FastAPI provides the same starlette.templating as fastapi.templating just as a convenience for you, the developer. But most of the available responses come directly from Starlette. The same with Request and StaticFiles.

Writing templates

Then you can write a template at templates/item.html with, for example:

<html>
<head>
    <title>Item Details</title>
    <link href="{{ url_for('static', path='/styles.css') }}" rel="stylesheet">
</head>
<body>
    <h1><a href="{{ url_for('read_item', id=id) }}">Item ID: {{ id }}</a></h1>
</body>
</html>

Template Context Values

In the HTML that contains:

Item ID: {{ id }}

...it will show the id taken from the "context" dict you passed:

{"id": id}

For example, with an ID of 42, this would render:

Item ID: 42

Template url_for Arguments

You can also use url_for() inside of the template, it takes as arguments the same arguments that would be used by your path operation function.

So, the section with:

<a href="{{ url_for('read_item', id=id) }}">

...will generate a link to the same URL that would be handled by the path operation function read_item(id=id).
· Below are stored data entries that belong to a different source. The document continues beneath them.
PR #150, opened 2023-10-02
feat: add polymarket bulletin updates

daywiss:
## motivation
Polymarket has a feature where they can dynamically give more context to polymarket questions through an on chain mechanism. We want to display that in the UI

## changes
Added polymarkets bulletin board feature: 
image
which requires querying their bulletin contract based on parameters we can fish out of the ancillary data.


src/helpers/util.ts
```diff
@@ -207,3 +208,15 @@ export function isValidOracleType(
...
   return !!oracleType && oracleType in oracleTypes;
 }
+
+export function isWagmiAddress(
+  maybeAddress: string | undefined,
+): maybeAddress is Address {
+  if (!maybeAddress) return false;
+  return "0x" == maybeAddress.slice(0, 2);
+}
+export function assertWagmiAddress(maybeAddress: string): Address {
```
ryanwolhuter, line 218: no need to change anything but you might find this cool https://blog.logrocket.com/assertion-functions-typescript/

you can annotate this type of function like `asserts value is Address` and it will automatically treat the value as `Address` after. saves some typecasting

ryanwolhuter (approved):
lgtm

For example, with an ID of 42, this would render:

<a href="/items/42">

Templates and static files

You can also use url_for() inside of the template, and use it, for example, with the StaticFiles you mounted with the name="static".

<html>
<head>
    <title>Item Details</title>
    <link href="{{ url_for('static', path='/styles.css') }}" rel="stylesheet">
</head>
<body>
    <h1><a href="{{ url_for('read_item', id=id) }}">Item ID: {{ id }}</a></h1>
</body>
</html>

In this example, it would link to a CSS file at static/styles.css with:

h1 {
    color: green;
}

And because you are using StaticFiles, that CSS file would be served automatically by your FastAPI application at the URL /static/styles.css.

More details

For more details, including how to test templates, check Starlette's docs on templates.